Как ни странно, Ричард не вспылил. Он чесал бороду и обдумывал сложившуюся ситуацию.

— Да, кажется, это все-таки Филипп украл ее… Ему никогда не нравилось, что его сестра выходит замуж за англичанина. А для меня это последний шанс… по крайней мере пока я не вернусь домой… утереть Филиппу нос.

Было слишком заманчиво насолить королю Франции, удовлетворив просьбу своего вассала, чтобы не воспользоваться такой возможностью.

Если Филипп и был раздражен, то не показывал этого, когда стоял на другой день в окружении крестоносцев всех национальностей, пришедших проводить его.

— Вы, милый мой, заболели, — сказал Филипп, обращаясь к Рейнеру и изображая на губах улыбку, предназначенную для толпы, тогда как в его глазах стоял могильный холод. — Ну ничего, со мной Ричард Львиное Сердце, а с ним мне нечего бояться.
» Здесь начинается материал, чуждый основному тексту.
PR #78, opened 2026-07-14
fix: updated the missing notes in ADR-0014 for markdown agent skills

### LINKED ISSUE #71: application/agent-skills+md contradicts the registered-suffix claim and ADR 0014's own rationale
The known-types list in "Catalog Entry > `type`" includes:

> `application/agent-skills+md` - an Agent Skill defined in a standard Markdown file (the suffix `+md` is to be registered)

Two contradictions:

1. The very next paragraph claims "These values are designed to align with official IANA media type registration standards. Standard ecosystem types use registered structured syntax suffixes (`+json`, `+zip`, `+gzip`)." The `+md` suffix is not a registered structured syntax suffix, so the list contradicts its own registrability claim.

2. ADR 0014's rationale already resolved this differently: "Standard Markdown is represented by the generic, globally registered `text/markdown` media type. Because using `text/markdown` in isolation does not indicate the document is an Agent Skill ... we use the standard IANA `profile` parameter (`profile="urn:air:agent-skill"`) to cleanly declare the semantic profile of the document while remaining 100% standard-compliant." That decision never made it into the known-types list - the list (in both the ADR's own Decision section and the spec) still carries `application/agent-skills+md`.

The docs type table (`docs/guides/creating-a-catalog.md`, "Choosing a type") repeats `application/agent-skills+md` and would need the same update.

Suggested resolution: replace `application/agent-skills+md` with `text/markdown;profile="urn:air:agent-skill"` per the ADR 0014 rationale, or explicitly decide to pursue `+md` registration and fix the surrounding registered-suffix claim. Either way the ADR's Decision and Rationale sections should stop disagreeing with each other.

liady:
Fixes #71.

ADR 0014's rationale already settled on `text/markdown;profile="urn:air:agent-skill"` for markdown skills, but the known-types list still carried `application/agent-skills+md` - both in the spec and in the ADR's own decision section - contradicting the registered-suffix claim right below it (`+md` is not a registered structured syntax suffix).

This updates the three places that still list the old type: the spec's known-types list, the ADR 0014 decision list, and the type table in the creating-a-catalog guide.


darrelmiller:
I had an action item to go propose the registration of a +md structured suffix.  I will do that this week.

mindpower:
Yes, we decided to go with the the `application/agent-skills+md`

We need to clean up the text (spec+adr) regarding text/markdown;profile="urn:air:agent-skill" part.

darrelmiller:
Email sent for feedback on registering +md as  structured suffix https://mailarchive.ietf.org/arch/msg/media-types/uzz7rt9wXPWSx5r66Ba2CKPkNsE/

darrelmiller (approved):

mindpower:
I'll make the fix of the wording and merge in.

PR #273, opened 2015-08-07
--exclude now works with relative paths

pcantrell:
The `--exclude` option currently only works with absolute paths, and fails silently with relative paths.

### DIFF
--- a/CHANGELOG.md
+++ b/CHANGELOG.md
@@ -1,3 +1,19 @@
+## Master
+
+##### Breaking
+
+* None.
+
+##### Enhancements
+
+* None.
+
+##### Bug Fixes
+
+* `--exclude` now works properly if its argument is a relative path.
+  [pcantrell](https://github.com/pcantrell)
+
+
 ## 0.2.2
 
 ##### Breaking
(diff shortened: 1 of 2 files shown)


segiddins:
:+1:

pcantrell:
Obviates #247

segiddins:
@pcantrell can we just get a CHANGELOG entry? Thanks1

pcantrell:
@segiddins You bet! I’m not sure where to put it though. CHANGELOG.md on the swift-2.0 branch stops at 0.2.2, but master is already at 0.2.3. Can I add the entry if we don’t know yet what the release number for Swift 2.0 will be?

segiddins:
Ah, didn't realize you made this into the swift 2 branch. Just add a section for `Master` at the top :)

pcantrell:
OK, got it. Or a `swift-2.0` section, because it’s not on master? Or maybe not, because making it `Master` makes the merge work all pretty-like?

segiddins:
Nah, just call it `Master`, since that's what it will (eventually) be

pcantrell:
Done.

PR #275, opened 2015-08-07
Fixed broken extension? test

pcantrell:
Though it’s not clear what effect it has, the `extension?` test currently always returns false.


jpsim:
:+1: nice catch, thanks!

PR #276, opened 2015-08-07
Don’t document empty extensions

pcantrell:
Jazzy currently generates an empty doc for an extension with no visible members. Unlikes structs and classes, a memberless extension conveys no useful information.

This is a particularly bad problem because Jazzy can’t distinguish internal extensions from public ones, and thus documents _all_ extensions. The internal ones have no members, and so show up as a bunch of empty (and confusing!) pages.

Won’t work unless #275 is also merged.


segiddins:
:+1:

jpsim:
I definitely agree we shouldn't be documenting empty extensions! Thanks for this PR, and the others!

pcantrell:
Thanks to you all for writing this much-needed tool.

Issue #277, opened 2015-08-08
deduplicate_declarations merges distinct methods that should not be merged


pcantrell:
It’s unclear when and why it happens — I’m unable to reproduce it in a small test case, so it may be a SourceKit bug — but sometimes, multiple variants of a method end up with the same USR. For example, in [Siesta](https://github.com/bustoutsolutions/siesta), [these methods](https://github.com/bustoutsolutions/siesta/blob/master/Source/Resource.swift#L283-L408):

    request(_:requestMutation:)
    request(_:data:mimeType:requestMutation:)
    request(_:text:mimeType:encoding:requestMutation:)
    request(_:json:mimeType:requestMutation:)
    request(_:urlEncoded:requestMutation:)

…all end up with the USR `s:FC6Siesta8Resource7requestERR`. When this happens, `deduplicate_declarations` incorrectly merges them, and only one of them gets documented.

The original intent of `deduplicate_declarations` was to merge multiple extensions of the same entity. (See 777ba4dac97ba0dd57f1b737f2a294ccd4baae27.) It probably shouldn’t touch methods at all.

segiddins:
@pcantrell it actually is supposed to touch methods -- it's needed to play nice with documenting podspecs. The issue there is the `ERR` at the end of the USR -- that indicates generating a USR actually failed

pcantrell:
Ah, somebody else is up too late too. :)

What does the podspec case look like? As you see, I have a fix coming in a larger PR, and can account for the podspec if I know what I'm looking for.

segiddins:
The same module is documented potentially many times. I'm fairly confident that the current `deduplicate_declarations` is correct, and it's the inability to properly generate the USR that's the real issue here.

pcantrell:
In the cases where [USR, type] fails to be globally unique as Jazzy expects, [USR, type, name] works. Would that break the podspec case?

segiddins:
No it wouldn't break the podspec case, but again, this feels like a bandaide versus figuring out why you're getting error types when running SourceKitten at all.

pcantrell:
Does the `ERR` suffix come from Sourcekitten? I thought it was a SourceKit thing.

If it’s from Sourcekitten, then yes, it’s a band-aid and I’ll track down the underlying bug.

If it comes from SourceKit, then there’s an underlying Apple bug, but that doesn’t change the fact that Jazzy’s assumption of the global uniqueness of USRs is incorrect.

segiddins:
[...]

PR #279, opened 2015-08-08
Warning when USR ends with “ERR”

pcantrell:
Stops the next starry-eyed fool from filing a duplicate of #277.

### DIFF
--- a/lib/jazzy/source_declaration.rb
+++ b/lib/jazzy/source_declaration.rb
@@ -3,7 +3,8 @@ require 'jazzy/source_declaration/type'
 
 module Jazzy
   class SourceDeclaration
-    attr_accessor :type
+    attr_accessor :type      # kind of declaration (e.g. class, variable, function)
+    attr_accessor :typename  # static type of declared element (e.g. String.Type -> ())
     attr_accessor :file
     attr_accessor :line
     attr_accessor :column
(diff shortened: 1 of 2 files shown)


segiddins:
@pcantrell you're _on :fire:_ today! :+1:

pcantrell:
Little one’s sleeping soundly, spouse is off at a birthday part, and I’ve got a coding itch.

But hey, you wrote the whole dang thing!

jpsim:
This is pretty great, @pcantrell!

There are two things I'd suggest changing:

1. Instead of searching for `ERR` at the end of the USR, it'd be more appropriate to compare SourceKit's `key.typename` against `<<error type>>` (full string), since `ERR` could be anywhere in the USR and the sring `ERR` could be part of a legitimate type name.
2. The error message should suggest passing the same jazzy arguments to xcodebuild:

```
Please check for compile errors by running `xcodebuild` along with any arguments passed to jazzy's `-x` or `--xcodebuild-arguments`.
```

pcantrell:
Done. I had to add `typename` to `SourceDeclaration`, which is a little bit confusing since that class already has a `type` property that probably really should be called `kind`.

I checked the error case that brought me here, and you’re quite right: the `ERR` suffix occurs always and only when the typename is `<<error type>>`. Out of curiosity, do we know for sure that will be the case? Does Apple actually document those SourceKit keys anywhere? Or are we just snooping and hoping?

jpsim:
> Or are we just snooping and hoping?

Bingo! But it does make sense to me that if there's a single unknown component in a type, SourceKit treats the whole type as unknown.

Thanks again for the great PR!

PR #280, opened 2015-08-10
Show type declarations under heading

pcantrell:
This shows the declaration of a type under the page title, as Apple docs do (though the formatting is slightly different; see screenshot).

Useful for seeing what protocols something implements, etc.

screen shot 2015-08-10 at 4 26 15 pm


jpsim:
Yup, I dig it! But please make this target `master`, I'll then rebase `swift-2.0` to include it.

jpsim:
Merged in #284, thanks @pcantrell!

pcantrell:
Sorry I’ve been absent for all the merge fun. Thanks for getting these all in!

PR #284, opened 2015-08-26
Show type declarations under heading

jpsim:
This is #280 but targeting `master` and with updated integration specs.


segiddins:
:+1:

PR #232, opened 2015-05-15
Allow customization of copyright portion of footer

emaloney:
Pull request created [at this suggestion](https://github.com/realm/jazzy/issues/231#issuecomment-102241986)

Added four new command-line arguments:

* `--copyright_label`: Optional argument allows specifying something other than © as the default copyright label
* `--copyright_year`: Optional argument allows specifying something other than the current year as the copyright year
* `--copyright_holder`: Optional argument allows specifying something other than the author as the copyright holder
* `--copyright_url`: Optional argument allows specifying something other than the author URL as the URL linked from the copyright message

PR #286, opened 2015-08-27
support custom copyright markdown

jpsim:
successor to #232.


lib/jazzy/config.rb
```diff
@@ -62,6 +64,21 @@ def template_directory=(template_directory)
       Doc.template_path = template_directory
     end
 
+    def copyright=(copyright)
```
segiddins: I'd prefer rendering be done outside of the config class.

jpsim: moved rendering to doc.rb, it's a bit cleaner

segiddins:
👍🏻

PR #289, opened 2015-09-04
Merge extensions into the type they extend when it is in the same project

pcantrell:
Reopening #278 after accidentally triggering a Github auto-close. See that older PR for discussion.


jpsim:
So I finally took a closer look at the generated output for our integration specs diffed against the previous output and I absolutely LOVE this change! Much much better.

I also now grasp the impact of the lost `// MARK:` comments, which I'd like to look more into fixing. Also, there's a bug when extending nested types. For example, Realm has a `Configuration` struct type nested in the `Realm` class, and that has an extension for CustomStringConvertible which makes jazzy now think that the description is actually a member of `Realm` (lifted up one level).

Here's what `Classes/Realm.html` looks like:

image

and the source goes something like this:

```swift
extension Realm {
    /**
    A `Realm.Configuration` is used to describe the different options used to
    create a `Realm` instance.
    */
    public struct Configuration {
        ...
    }
}

// MARK: CustomStringConvertible

extension Realm.Configuration: CustomStringConvertible {
    /// Returns a human-readable description of the configuration.
    public var description: String {
        ...
    }
}
```

pcantrell:
Good catch on the nested types. I'll investigate when I have a chance.

Making it show both the “Default Implementation” and any `// MARK:` that applies to the extension is tricky, because I’m basically stuffing the text “Default Implementation” implementation in there as if it _were_ a `// MARK:`.

I spent half an hour looking for a better way, and didn't see one that didn't involve serious remodeling or horrible hacks. Options I pondered:

- Introduce a two-tier grouping of doc sections (which is what “Default Implementation” logically is, but this gets messy fast).
- Create a separate group that with the headline text “Default Implementation” that has some flag or dummy element that prevents the group from being pruned because it’s empty. (Hackish.)
- Explicitly model out default implementation methods as a separate attribute of the jazzy doc class. (Big impact for a small fix.)
- Stuff both “Default Implementation” and any `MARK` text into the same headline, separated by a `<br>` or something. (Also hackish.)

jpsim:
> Explicitly model out default implementation methods as a separate attribute of the jazzy doc class. (Big impact for a small fix.)

This seems like the most logical solution actually, and I don't think it would have a big impact at all.

pcantrell:
>  I don't think it would have a big impact at all.

Well, I'll get that a whirl then, and see how it plays out.

pcantrell:
Er, in my posts above, s/Default Implementation/Extension Members/.

jpsim:
@pcantrell what can I do to help move this along?

pcantrell:
@jpsim Hmm, got a time machine?

The current holdup on this one is pulling out the “Default Implementation” section as a separate thing in the doc model, instead of piggybacking on MARK. That touches lots of code, from parsing all the way to the templates (I think?).

If you want to take a look at what's involved in that model change, that would move things along. I'm certainly not going to have spare time to dig into it this week. (And I don't have any local progress on it that I'm keeping secret either.)

jpsim:
ok, time machine, on it! :wink: 

I'll see what I can do to explicitly model out default implementation methods.

pcantrell:
Looking into modeling out the extension members now.

@jpsim, how worried should I be about maintaining compatibility with peoples’ existing custom Mustache templates?

pcantrell:
I rethought how the extension members should be display, and decided it’s better to add an annotation to the side than to create a separate section. This removed the conflict with marks without any big cascade of changes.

Here’s what it looks like:

screen shot 2015-10-30 at 1 50 55 pm

That puts it in line with what this PR does for default implementations:

screen shot 2015-10-30 at 1 52 38 pm

Marks from the extension are now preserved:

screen shot 2015-10-30 at 1 51 51 pm

I’m not sure that the words “extension method” explain themselves enough. They mean two things: (1) you don’t have to implement this method to implement the protocol, and (2) you should read and understand [The Ghost of Swift Bugs Future](http://nomothetis.svbtle.com/the-ghost-of-swift-bugs-future?utm_campaign=iOS%2BDev%2BWeekly&utm_medium=web&utm_source=iOS_Dev_Weekly_Issue_203). Any thoughts on rephrasing?

paulyoung:
Glad to see this is moving forward!

Just my 2 cents: I have some projects where literally every method is an extension method, mostly for organizational purposes. Might be a use case worth considering.

Please keep up the great work!

pcantrell:
@paulyoung Have you tried running your project through this PR? Would be great to get your feedback on whether the output works well for your coding style.

paulyoung:
@pcantrell I haven't, but one is available here: https://github.com/the-grid/Disc

paulyoung:
@pcantrell to clarify – in that project, all of the methods of `APIClient` are extension methods.

pcantrell:
@jpsim The bug you mention above about nested types appears not to be related to this PR. Even in the integration specs without this PR, the `description` property that should belong to `Configuration` is [showing up on the `Realm` extension instead.](https://github.com/realm/jazzy-integration-specs/blob/c14d4041795d0ab886977729e81afd92372b4e6b/document_realm_swift/after/docs/Extensions/Realm.html#L235-L264) Clearly a bug, but not a reason to hold up this PR. Filing a separate issue for it.

jpsim:
> how worried should I be about maintaining compatibility with peoples’ existing custom Mustache templates?

I'd be surprised if many users had custom templates at the moment, but maintaining support for older templates is preferable.

jpsim:
> The bug you mention above about nested types appears not to be related to this PR.

Thanks for digging into that!

I like the "Default implementation" annotation!

pcantrell:
@paulyoung: I tried running this on your project, and it’s a huge improvement. The one big shortcoming I notice is that Jazzy doesn’t show protocols adopted by extensions — but I don’t think it did that before this PR either.

Jazzy core team, are you good with this change? What needs to be addressed to get it merged?

segiddins:
This requires an update to the integration specs? There are also a bunch of rubocop failures

pcantrell:
> This requires an update to the integration specs? There are also a bunch of rubocop failures

Right, sorry, I was unclear: I meant to say, “What _functionality_ needs to be addressed to get it merged?” I know @jpsim at least had some concerns about how it worked, and I’m wondering if it’s refined enough at this point to do the housework (specs & rubocop).

pcantrell:
Ah, I just noticed why this PR is going nuts when I rebase: it’s so old, it’s still based off of the `swift-2.0` branch.

Do I need to close & reopen this PR _again?_ Sight. Oh, git, you and your hub….

PR #290, opened 2015-09-04
Custom categories

pcantrell:
Reopening #281 after accidentally triggering a Github auto-close. See that older PR for discussion.


jpsim:
I cherry-picked these commits directly onto `swift-2.0`, so this is already merged.

Issue #244, opened 2015-05-30
"View on GitHub" header link shouldn't be generated when no GitHub URL is specified


khoogheem:
I recommend that the Link to GitHub is removed unless you specify the -g option.

OR Better yet.. I would like to actually see a option that we could specify any Project URL so if you host on GitHub or BitBucket, or want to point it back to your Company URL project page..

jpsim:
You're right that the "View on GitHub" link in the upper right of the page still gets generated regardless of if a GitHub url is specified. We'll be sure to fix that.

jpsim:
Fixed in #292.

PR #292, opened 2015-09-07
Fixed bug where "View on GitHub" was always shown

mbogh:
It seems that the bug was cause by using `to_s` on the `github_url` which caused it to be an empty string and not `null` or `false` so `mustache` would leave it out.

Refs #244 

This change naturally requires that `document_moya_podspec` is updated with a lot of `<p class="header-right"><a href="">View on GitHub</a></p>` removed.
How do we tackle this?


jpsim:
Thanks @mbogh, this is great! I just merged your accompanying integration spec PR. I'll merge this then update it to point to the appropriate commit of the integration specs repo.

mbogh:
No problem :smile:

PR #510, opened 2016-04-05
Add Swift 2.2 support

tamarnachmany:
This PR provides Jazzy support to developers running Xcode 7.3. It changes all hard-coded references to Swift 2.1.1 and Xcode 7.2 to Swift 2.2 and Xcode 7.3.

Note: This is failing CI and I'm not sure why. Maybe Travis does not yet support Swift 2.2? I'm not familiar with it and use Jenkins myself. In any case, thought I would open this PR and hopefully we can sort through the CI fail and get this working for people! Also, I've never contributed here before, let me know if everything is set up correctly here.

PR #512, opened 2016-04-05
Update default Swift version to 2.2

jpsim:
Continued from #510.


jpsim:
The integration spec changes can be seen here: https://github.com/realm/jazzy-integration-specs/compare/jp-sourcekitten-0.11.0...jp-swift-2.2

PR #521, opened 2016-04-12
Remove executable flag from regular file types

mrackwitz:
That seemed odd. That might be introduced by accident?


segiddins:
👍

segiddins:
The integration spec failures are unrelated

jpsim:
:+1: thanks Marius

jpsim:
integration specs should be fixed in 9eff21d

PR #530, opened 2016-04-18
Render Swift declarations for Objective-C declarations

jpsim:
This points SourceKitten to jpsim/SourceKitten#95 in order to render the equivalent Swift declarations when generating Objective-C docs. I might not be able to revisit this for a little while, so if anyone else wants to pitch in, you're certainly welcome to do so /cc @esad @jverkoey @orta @jessesquires 

Integration specs diff is here: https://github.com/realm/jazzy-integration-specs/compare/jp-render-swift-declarations-in-objc

For some reason (probably unrelated updates to SourceKitten), some extensions docs are now missing, which needs some investigation, hence the call for help above.


lib/jazzy/doc_builder.rb
```diff
@@ -284,19 +284,20 @@ def self.render_item(item, source_module)
...
-        from_protocol_extension: item.from_protocol_extension,
-        return:                  render_markdown(item.return),
-        parameters:              (item.parameters if item.parameters.any?),
-        url:                     (item.url if item.children.any?),
-        start_line:              item.start_line,
-        end_line:                item.end_line,
+        name:                       item.name,
+        abstract:                   render_markdown(abstract),
+        declaration:                item.declaration,
+        other_language_declaration: item.other_language_declaration,
```
segiddins: to be generic, this should probably be a hash, languages to their ddeclarations

jpsim: happy to do that when we get there. for now, this is a bit simpler.

jpsim:
Here's what Objective-C docs looks like with this PR:

image

Issue #503, opened 2016-03-28
Support for excluded directories


JackoPlane:
In the same way [SwiftLint](https://github.com/realm/SwiftLint) supports whole directories to be excluded, the ability to exclude specific directories would allow for increased support for excluding things like `Vendor/`

jpsim:
@JackoPlane since Jazzy just generates documentation for modules, building your `Vendor/` code as separate frameworks would have the same effect, and would work with jazzy today. I'm fine keeping this open as a feature request, but don't see ourselves implementing this any time soon.

PR #542, opened 2016-04-25
Add ability to exclude directories in addition to files.

gurrinder:
Add ability to exclude directories in addition to files.
E.g. `exclude: ['Vendor/*']`
Related issue: https://github.com/realm/jazzy/issues/503

### DIFF
--- a/lib/jazzy/sourcekitten.rb
+++ b/lib/jazzy/sourcekitten.rb
@@ -409,7 +409,7 @@ module Jazzy
       excluded_files = Config.instance.excluded_files
       json.map do |doc|
         key = doc.keys.first
-        doc[key] unless excluded_files.detect{|file| File.fnmatch?(key, file)}
+        doc[key] unless excluded_files.detect { |f| File.fnmatch?(key, f) }
       end.compact
     end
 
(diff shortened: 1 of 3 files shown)


lib/jazzy/sourcekitten.rb
```diff
@@ -409,7 +409,7 @@ def self.filter_excluded_files(json)
       excluded_files = Config.instance.excluded_files
       json.map do |doc|
         key = doc.keys.first
-        doc[key] unless excluded_files.include?(Pathname(key))
+        doc[key] unless excluded_files.detect{|file| key.include? file.to_s}
```
segiddins: Why not use File.fnmatch ?

gurrinder: no particular reason. Just didn't think of it :) I can make the change if you'd like.

jpsim:
There are a few easy rubocop style violations that need to be addressed: https://travis-ci.org/realm/jazzy/builds/126147351

gurrinder:
Thanks @jpsim . Updated.

jpsim:
Thanks!

Issue #547, opened 2016-04-29
Jazzy doesn't escape ? in URLs


kballard:
If I have a documented implementation of the `??` operator, Jazzy creates a file `Functions/??(_:_:).html`, but it doesn't escape the `?` in hyperlinks to this function. This includes the hyperlink in the sidebar as well as the "See more" hyperlink when looking at the Functions page. The hyperlinks end up looking something like `<a href="Functions/??(_:_:).html">See more</a>`, and clicking on this hyperlink ends up showing the Functions folder in the Finder (as the `?` is interpreted as the beginning of a query string).

jazzy version: 0.6.0

jpsim:
Thanks for filing this! We really should improve our URL generation sanitization in general.

istx25:
I see that #558 needs to be reviewed and merged.

SDGGiesbrecht:
The configuration option `use_safe_filenames` and the corresponding flag `--use-safe-filenames` are now available. Until 0.7.4 is released, you can build and run from source (in your project directory):
```
git clone https://github.com/realm/jazzy
cd jazzy
bundle install
cd ..
jazzy/bin/jazzy --use-safe-filenames
rm -rf jazzy
```
Any other flags you normally use (such as `--clean`) can be added to the second last line.

Issue #361, opened 2015-11-13
Jazzy produces filenames with unsupported characters on Windows for Swift Operators


RndmTsk:
Operators such as "public func +=<K, V> (inout left: [K:V], right: [K:V]) { ... }" produce file names that include unsupported characters on Windows machines (i.e. an IIS server).

Example filename: +=(_:_:).html

RndmTsk:
Here is a list of unsupported characters: https://support.microsoft.com/en-us/kb/177506

istx25:
#558 needs to be reviewed but this issue is a little irrelevant/out of date now. Closing and will continue the conversation in that PR.

SDGGiesbrecht:
The configuration option `use_safe_filenames` and the corresponding flag `--use-safe-filenames` are now available. Until 0.7.4 is released, you can build and run from source (in your project directory):
```
git clone https://github.com/realm/jazzy
cd jazzy
bundle install
cd ..
jazzy/bin/jazzy --use-safe-filenames
rm -rf jazzy
```
Any other flags you normally use (such as `--clean`) can be added to the second last line.

PR #558, opened 2016-05-16
Escape question marks in URLs

PaulTaykalo:
Source Kitten output could have question marks in document names when parsing Swift sources. Since we cannot use question marks in URLs, we need to escape them with some adequate characters sequence. `q` was added to represent question mark, and `-` was added since no potential function name can have dashes in it

### DIFF
--- a/CHANGELOG.md
+++ b/CHANGELOG.md
@@ -12,6 +12,9 @@
 
 ##### Bug Fixes
 
+* Escape ? in URLs.    
+  [Paul Taykalo](https://github.com/PaulTaykalo)
+  [#547](https://github.com/realm/jazzy/issues/547)
 * Uses GitHub-Flavored Markdown syntax for anchors when rendering README pages.  
   [Zachary Waldowski](https://github.com/zwaldowski)
   [#524](https://github.com/realm/jazzy/issues/524)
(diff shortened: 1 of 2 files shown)


PaulTaykalo:
This one is the fix for https://github.com/realm/jazzy/issues/547

jpsim:
Is there a way we could apply a more general URL sanitization step?

PaulTaykalo:
@jpsim for example? Are there any other issues related to the URLs sanitization?

jpsim:
Yes, there have been issues with Windows file names before too, which is why I'd like to implement a general solution to URL escaping rather than hardcoding this case, without addressing possible others.

PaulTaykalo:
@jpsim like this one https://github.com/realm/jazzy/issues/361?
It's not technically escaping. Well, its' not URL escaping, As far as I see - valid *file* name without special characters should be generated. As well as valid *URL*. Haven't seen any library/code that will do that conversion for all OSes. 
So currently there should be only these `\ / : * ? " < > |`
I would suggest to handle it in the same way, unless there's better option
What do you think?

jpsim:
That seems fine to me!

istx25:
Since the original solution proposed in this PR was rejected in favour of a more generic one, I'm going to close this PR. Feel free to re-open or file a new PR with the new/preferred solution.

Issue #64, opened 2014-11-01
Display full hierarchy in side navigation


jpsim:
Only top-level tokens are displayed in the side navigation. Nested tokens are only accessible in its parent's HTML file.

jpsim:
@yoshyosh do you think you could help out with the front-end web portion of this? My skills are definitely lacking in that area, and you're a pro!

jpsim:
This is now done, but just up to one level of nesting.

istx25:
I think it's fair to close this issue. We can re-open if necessary though.

PR #567, opened 2016-05-21
add one level of nesting in side nav

jpsim:
partly addresses #64 

Looks like this:

image

Fixes realm/realm-cocoa#3555

### DIFF
--- a/CHANGELOG.md
+++ b/CHANGELOG.md
@@ -1,3 +1,20 @@
+## Master
+
+##### Breaking
+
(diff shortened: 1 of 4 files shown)


jpsim:
integration specs diff: https://github.com/realm/jazzy-integration-specs/compare/feae9bda11666bed6dd785e3652d1373d1c3984f...7d8348b5756a1f21b0313486a361e976ade9d7f5

PR #571, opened 2016-06-01
Changelog entries for documentation and abstract options

agentk:
😊


jpsim:
We have some guidelines to keep the changelog syntax consistent: https://github.com/realm/jazzy/blob/master/CONTRIBUTING.md#tracking-changes

hard-wrapping at 80 chars and 2 spaces after the last line.

agentk:
Sweet. Seeing that, I've also changed the links to point to the issue instead of the PR then.

jpsim:
Perfect, thanks for the quick turnaround on this!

Помолчав немного, он добавил:

— Да, кстати, а зачем мне умыкать певичку, да еще против ее воли?.. Разве она сама не могла сделать выбор, как вы думаете? Трубадуров полдюжины на су, так стоит ли тратить столько сил всего на одну? К тому же у меня прелестная спутница, и с ней мне не нужна даже музыка, — сказал он, прижимая к себе Перонеллу и поглаживая ее затянутое в шелк плечо.

Блондинка засопела и, прильнув к королю, вызывающе поглядела на Рейнера.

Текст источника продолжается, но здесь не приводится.